- **Required action**
Which lines in the records below mention the word "output"? Copy each one out.

··· Source data

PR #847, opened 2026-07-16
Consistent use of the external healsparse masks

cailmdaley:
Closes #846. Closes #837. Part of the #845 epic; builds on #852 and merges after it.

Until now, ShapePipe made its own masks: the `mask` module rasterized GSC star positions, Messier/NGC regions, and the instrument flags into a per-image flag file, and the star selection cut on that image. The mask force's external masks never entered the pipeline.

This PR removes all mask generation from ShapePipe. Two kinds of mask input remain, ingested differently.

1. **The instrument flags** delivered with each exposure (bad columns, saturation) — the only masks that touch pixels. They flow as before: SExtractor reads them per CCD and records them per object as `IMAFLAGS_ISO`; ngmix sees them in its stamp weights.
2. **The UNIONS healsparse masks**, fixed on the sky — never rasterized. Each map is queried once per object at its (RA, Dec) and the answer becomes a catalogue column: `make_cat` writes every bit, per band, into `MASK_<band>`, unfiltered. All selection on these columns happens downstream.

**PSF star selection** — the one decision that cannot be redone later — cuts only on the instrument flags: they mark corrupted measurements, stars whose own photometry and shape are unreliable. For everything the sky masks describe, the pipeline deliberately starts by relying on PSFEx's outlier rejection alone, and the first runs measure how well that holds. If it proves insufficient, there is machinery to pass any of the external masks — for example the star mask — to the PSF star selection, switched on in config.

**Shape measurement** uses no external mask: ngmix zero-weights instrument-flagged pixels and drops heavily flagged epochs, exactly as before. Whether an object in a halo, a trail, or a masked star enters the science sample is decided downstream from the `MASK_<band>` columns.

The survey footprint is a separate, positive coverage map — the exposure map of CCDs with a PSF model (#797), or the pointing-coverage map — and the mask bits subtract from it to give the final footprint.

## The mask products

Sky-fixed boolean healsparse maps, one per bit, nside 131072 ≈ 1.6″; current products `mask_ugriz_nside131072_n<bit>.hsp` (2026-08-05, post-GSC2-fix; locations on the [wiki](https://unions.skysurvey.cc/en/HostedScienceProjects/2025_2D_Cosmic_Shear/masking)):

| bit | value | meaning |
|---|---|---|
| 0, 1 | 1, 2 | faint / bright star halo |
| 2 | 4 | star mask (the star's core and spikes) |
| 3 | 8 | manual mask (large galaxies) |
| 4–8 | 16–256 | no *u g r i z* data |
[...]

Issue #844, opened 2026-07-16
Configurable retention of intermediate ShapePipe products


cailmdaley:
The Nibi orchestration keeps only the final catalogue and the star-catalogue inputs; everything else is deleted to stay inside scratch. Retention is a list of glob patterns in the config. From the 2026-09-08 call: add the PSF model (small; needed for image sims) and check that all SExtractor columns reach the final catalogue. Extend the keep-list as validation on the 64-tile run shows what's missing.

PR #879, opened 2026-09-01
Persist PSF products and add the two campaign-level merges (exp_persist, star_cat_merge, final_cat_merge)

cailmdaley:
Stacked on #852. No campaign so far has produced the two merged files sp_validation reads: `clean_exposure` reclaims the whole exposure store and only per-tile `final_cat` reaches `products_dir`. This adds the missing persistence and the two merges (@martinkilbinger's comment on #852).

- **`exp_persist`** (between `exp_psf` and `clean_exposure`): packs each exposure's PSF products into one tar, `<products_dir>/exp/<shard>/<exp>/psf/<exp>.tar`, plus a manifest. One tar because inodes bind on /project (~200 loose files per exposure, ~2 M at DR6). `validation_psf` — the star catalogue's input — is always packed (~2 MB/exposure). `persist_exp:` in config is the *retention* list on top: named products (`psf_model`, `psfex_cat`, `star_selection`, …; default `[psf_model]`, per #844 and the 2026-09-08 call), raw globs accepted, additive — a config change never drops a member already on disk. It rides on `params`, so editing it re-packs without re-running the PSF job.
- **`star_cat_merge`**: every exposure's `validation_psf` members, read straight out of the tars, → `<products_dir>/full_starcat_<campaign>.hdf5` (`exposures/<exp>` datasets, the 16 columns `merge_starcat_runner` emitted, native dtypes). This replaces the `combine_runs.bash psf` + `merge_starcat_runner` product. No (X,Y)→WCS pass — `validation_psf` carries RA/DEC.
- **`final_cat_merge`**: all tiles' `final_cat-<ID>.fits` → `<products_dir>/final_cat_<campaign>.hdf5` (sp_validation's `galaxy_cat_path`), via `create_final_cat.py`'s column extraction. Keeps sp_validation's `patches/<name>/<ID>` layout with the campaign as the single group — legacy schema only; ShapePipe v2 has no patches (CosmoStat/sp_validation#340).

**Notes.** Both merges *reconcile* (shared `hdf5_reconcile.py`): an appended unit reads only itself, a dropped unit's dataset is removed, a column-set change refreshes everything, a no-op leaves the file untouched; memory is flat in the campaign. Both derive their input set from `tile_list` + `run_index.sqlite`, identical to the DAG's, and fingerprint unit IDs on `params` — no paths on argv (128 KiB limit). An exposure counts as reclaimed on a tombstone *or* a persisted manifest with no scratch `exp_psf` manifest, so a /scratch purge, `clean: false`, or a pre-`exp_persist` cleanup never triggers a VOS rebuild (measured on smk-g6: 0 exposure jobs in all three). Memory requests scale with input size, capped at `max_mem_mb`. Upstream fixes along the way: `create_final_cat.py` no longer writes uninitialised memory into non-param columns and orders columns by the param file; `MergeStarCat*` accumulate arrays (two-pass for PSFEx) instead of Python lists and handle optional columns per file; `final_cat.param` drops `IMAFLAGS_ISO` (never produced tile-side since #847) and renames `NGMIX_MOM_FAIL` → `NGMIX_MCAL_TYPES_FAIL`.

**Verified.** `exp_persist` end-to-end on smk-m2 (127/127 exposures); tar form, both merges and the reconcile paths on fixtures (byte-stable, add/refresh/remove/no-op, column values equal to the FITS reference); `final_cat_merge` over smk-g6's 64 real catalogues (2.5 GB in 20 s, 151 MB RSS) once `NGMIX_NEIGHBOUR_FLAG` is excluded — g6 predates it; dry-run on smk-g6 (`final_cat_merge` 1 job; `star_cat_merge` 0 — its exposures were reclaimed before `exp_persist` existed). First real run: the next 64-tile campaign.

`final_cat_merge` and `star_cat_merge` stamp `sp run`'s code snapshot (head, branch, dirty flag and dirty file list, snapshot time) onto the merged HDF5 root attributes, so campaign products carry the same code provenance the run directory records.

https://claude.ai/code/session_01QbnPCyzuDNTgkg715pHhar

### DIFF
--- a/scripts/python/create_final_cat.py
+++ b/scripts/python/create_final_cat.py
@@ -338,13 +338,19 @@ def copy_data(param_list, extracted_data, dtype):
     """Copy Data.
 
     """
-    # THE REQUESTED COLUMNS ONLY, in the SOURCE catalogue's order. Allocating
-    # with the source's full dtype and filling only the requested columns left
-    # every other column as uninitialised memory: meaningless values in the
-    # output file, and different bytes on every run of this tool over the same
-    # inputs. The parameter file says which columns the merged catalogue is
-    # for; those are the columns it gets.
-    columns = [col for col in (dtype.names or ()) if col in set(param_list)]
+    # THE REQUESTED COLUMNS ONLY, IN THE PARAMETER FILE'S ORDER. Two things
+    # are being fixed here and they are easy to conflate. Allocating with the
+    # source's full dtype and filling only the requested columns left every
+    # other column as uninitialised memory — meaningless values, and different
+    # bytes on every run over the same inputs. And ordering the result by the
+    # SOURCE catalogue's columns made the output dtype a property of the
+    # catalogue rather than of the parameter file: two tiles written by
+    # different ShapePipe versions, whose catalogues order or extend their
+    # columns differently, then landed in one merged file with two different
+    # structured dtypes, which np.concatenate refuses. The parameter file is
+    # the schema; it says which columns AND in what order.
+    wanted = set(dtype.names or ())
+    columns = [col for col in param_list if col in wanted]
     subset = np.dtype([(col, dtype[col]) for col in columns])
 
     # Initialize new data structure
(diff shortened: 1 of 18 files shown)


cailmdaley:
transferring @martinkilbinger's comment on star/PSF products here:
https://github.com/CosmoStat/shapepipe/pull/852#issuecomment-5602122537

······

- **Answer to the exercise**
-    # output file, and different bytes on every run of this tool over the same
+    # SOURCE catalogue's columns made the output dtype a property of the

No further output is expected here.